2008年10月26日日曜日

BMICHの毛沢東

 スリランカは、その歴史的な経緯から、各国の支援によって発展を遂げてきた。
 驚くべきことに、いつも海外でのご奉公が終わると、テレビでその国についての特集や話題が放送される。イスラエルから帰った直後も、イスラエルで起きているパレスチナとイスラエル軍の交戦、パレスチナ自治区を取り囲んで建設されている「壁」について放送があった。私も自分の眼で見てきたばかりだったので、深く思うところがあった。
 ブラジルから帰国した時にも、当然ながら日系人ブラジル移民についての放送があり、イタリアからの帰りにもイタリア特集が放送されていた。
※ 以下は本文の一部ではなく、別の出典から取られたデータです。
PR #372, opened 2022-06-12
fix an exception in the msteams sink

aantn:
Note that there are a number of changes due to autoformatting, but only a single line was actually changed. I'll point out which line in the diff.

### DIFF
--- a/src/robusta/integrations/msteams/msteams_elements/msteams_text_block.py
+++ b/src/robusta/integrations/msteams/msteams_elements/msteams_text_block.py
@@ -3,34 +3,46 @@ from ..msteams_mark_down_fix_url import MsTeamsMarkDownFixUrl
 
 
 class MsTeamsTextBlock(MsTeamsBase):
-    def __init__(self,
-                 text : str,
-                 is_subtle : bool = None,
-                 wrap: bool = None,
-                 weight: str = None,
-                 is_visible : bool = True,
-                 separator : bool = False,
-                 font_size : str = 'medium',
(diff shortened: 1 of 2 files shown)


src/robusta/integrations/msteams/msteams_elements/msteams_text_block.py
```diff
@@ -3,34 +3,46 @@
...
+                is_visible,
+                separator,
+                font_size,
+                horizontal_alignment,
+            )
+        )
 
     def __to_msteams_text(self, text: str) -> str:
-        teams_text = MsTeamsMarkDownFixUrl().fix_text(text)
+        teams_text = MsTeamsMarkDownFixUrl().fix_text(str(text))
```
aantn, line 31: This is the actual fix. Sometimes text was a number and it caused an exception down the call stack.

src/robusta/integrations/msteams/msteams_mark_down_fix_url.py
```diff
@@ -1,26 +1,23 @@
-
+import logging
```
arikalon1, line 1: Why did you add it?

arikalon1 (approved):
Looks good.
Left 1 minor comment

src/robusta/integrations/msteams/msteams_mark_down_fix_url.py
aantn: Whoops, fixed it. (It was from an earlier version when I was debugging the issue)

PR #373, opened 2022-06-13
Update event-enrichment.rst

aantn:
Today the autogenerated docs for the `logs_enricher` action aren't great.

Screen Shot 2022-06-13 at 18 35 38

While technically the `logs_enricher` action is compatible with the `on_pod_delete` trigger, it wouldn't make much sense to configure and it probably wouldn't work because the pod was deleted.

This tiny PR improves the autogenerated docs by explicitly instructing our Sphinx extension to use the `on_pod_crash_loop` trigger in the examples.


arikalon1 (approved):
nice

PR #374, opened 2022-06-14
refactor and improve event enrichments + improve default playbooks

aantn:
@arikalon1 Assigning to you, but feel free to delegate to someone else.

A few notes on the PR:

1. I've moved playbooks around a little. I feel strongly that it's better to organize playbooks into files by logical topics (e.g. playbooks related to kubernetes events) rather than by kubernetes resources (e.g. playbooks that act on pods) because the former puts related playbooks next to one another and the latter puts totally unrelated playbooks in the same file. But if someone objects to this, I can undo that organizational change.

2. I'm not entirely happy with the fact that we have so many separate playbooks here - pod_events_enricher, deployment_events_enricher, and event_resource_events as opposed to one master playbook `events_enricher`. @arikalon1 we discussed a little the current limitations that lead to this (namely we can't write a generic playbook at the moment that works well with both `on_kubernetes_any_resource_*` and `on_prometheus_alert`) so I'm proceeding as is. But I'm open to suggestions for improving this now or down the road.


playbooks/robusta_playbooks/event_enrichments.py
```diff
@@ -0,0 +1,128 @@
...
+        )
+        return
+    obj = event.obj.involvedObject
+    events_table = get_resource_events_table(
+        f"*Related Events*",
+        obj.kind,
+        obj.name,
+        obj.namespace,
+        included_types=params.included_types,
+        max_events=params.max_events,
```
arikalon1, line 61: Before this change we would bring all events.
This playbook only sends it to the UI by default.
Why are we limiting it?

src/robusta/core/playbooks/common.py
```diff
@@ -1,34 +1,74 @@
...
 from ..reporting.custom_rendering import RendererType
 from ...integrations.kubernetes.api_client_utils import parse_kubernetes_datetime_to_ms
 
 
-def get_resource_events_table(table_name: str, kind: str, name: str, namespace: str = None) -> Optional[TableBlock]:
-    field_selector = f"involvedObject.kind={kind},involvedObject.name={name}"
+def filter_event(
+    ev: Event, name_substring_filter: str, included_types: Optional[List[str]]
+) -> bool:
+    if name_substring_filter not in ev.involvedObject.name:
```
arikalon1, line 12: I didn't see any such usage, but if this is called with None, what would be the result?
Should we be extra careful and handle it?

playbooks/robusta_playbooks/event_enrichments.py
```diff
@@ -0,0 +1,128 @@
...
+        )
+        return
+
+    if params.dependent_pod_mode:
+        events_table_block = get_resource_events_table(
+            "*Related pod events:*",
+            "Pod",
+            None,
+            dep.metadata.namespace,
+            name_substring=dep.metadata.name,
```
arikalon1, line 113: Since we're using the deployment name, and a pod type, I think this will match all the deployment pods together.
I'm afraid it might be spammy (ignoring the max_events for a sec), with a deployment with many pods.

With the replicas mismatch, with many replicas, chances are we won't get the problematic pod events, right?

That might also be the cause for the duplications

Maybe we should just get the matching non-running pods, and get their events?

arikalon1 (approved):
Nice work!
Added some comments

playbooks/robusta_playbooks/event_enrichments.py
aantn: Yeah, we can undo it. I think you're right

playbooks/robusta_playbooks/event_enrichments.py
arikalon1: I think there will be cases where all pod crashes, and cases where only some (like with lack of enough resources, or affinity limitations etc)

Maybe we need a little more logic to decide what to show

arikalon1: Maybe get related non-running pods, and choose max 2 pods, to display the pod events

src/robusta/core/playbooks/common.py
aantn: Sure.

arikalon1: fixed

playbooks/robusta_playbooks/event_enrichments.py
arikalon1: fixed

playbooks/robusta_playbooks/event_enrichments.py
arikalon1: fixed

PR #375, opened 2022-06-14
By default, only trigger on_prometheus_alert for firing alerts

aantn:
This changes the default behaviour for `on_prometheus_alert` so that it only triggers for currently firing alerts, *unless configured otherwise*.

### Rationale
When configuring playbooks with `on_prometheus_alert`, most users don't want to run the action on resolved alerts. The previous default behave led to surprising behaviour. We know this because we received questions from users on why their playbook actions were failing and it was because they were unknowingly running the actions on resolved alerts. The same happened to me when I did some work on Prometheus alerts recently. 

### Docs
This change will need to be communicated in the release notes. I suggest the following text:

**Breaking: `on_prometheus_alert` will no longer trigger by default on resolved alerts. This can be overriden if you need. See the [docs](https://docs.robusta.dev/master/catalog/triggers/prometheus.html) for details**

### Other
This PR also includes a tiny fix for Sphinx documentation. The trigger classes didn't inherit from DocumentedModel so the following output was *not* shown properly in the docs:

Screen Shot 2022-06-14 at 4 02 11

Now it's fixed.

### DIFF
--- a/helm/robusta/values.yaml
+++ b/helm/robusta/values.yaml
@@ -35,7 +35,8 @@ playbooksPersistentVolumeSize: 4Gi
 priorityBuiltinPlaybooks:
 # playbooks for prometheus silencing
 - triggers:
-  - on_prometheus_alert: {}
+  - on_prometheus_alert:
+      status: "all"
   actions:
   - name_silencer:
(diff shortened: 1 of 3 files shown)


aantn:
CC @Sheeproid as I know @arikalon1 discussed this with you too.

 そして、昨日、NHK特集で、またスリランカの世界遺産、私たちが入った仏歯寺についての特集が放送されていた。また、シンハラ人とタミール人の抗争、テロや紛争が続くスリランカについて深く掘り下げ、それぞれの民族にインタビューを重ねて、実際には非常に限定的で、ほとんどのスリランカ人が平和と協調・共存を望んでいることを明らかにしてくれていた。有難い。そうなのだ。本当に、そうなのだから。
 BMICHは、中国政府からの援助・供与によって建設されたという。立派な大ホールだが、2階の巨大なエントランスの中に、大きな胸像が2つあった。近づいて見てみると、それは毛沢東と周恩来の胸像だった。不思議な気持ちだ。不安定で、発展途上のスリランカに、各国の援助が入り乱れている。それは、きっと必要な支援なのだろう。しかし、それぞれの思惑が重なって、胸像を見ながら複雑な気持ちになった。
 スリランカは、恥ずかしい一面もある。世界の中で、これほどまでに大臣の多い国はない。僧侶が国家公務員的に各省庁に配置されているから、汚職などは是正されるかと思いきや、政治は極めて腐敗しているという。貧しく、まだ発展途上にあるスリランカ。どうか、様々な国の思惑に翻弄されることなく、政治的な腐敗がこれ以上続くこともなく、豊かで、人々にとって本当の意味の「発展」を遂げて欲しいと思う。私たちは、スリランカの政治などに興味はない。それは、国家や国民の努力で、あるべき方向に進んでいくだろう。しかし、その人間の営みの根底に「ご信心」をお届けし、スリランカが真に豊かになるために、その一助として、草の根の、本質的な支援、ご弘通ご奉公を続けさせていただきたいと思う。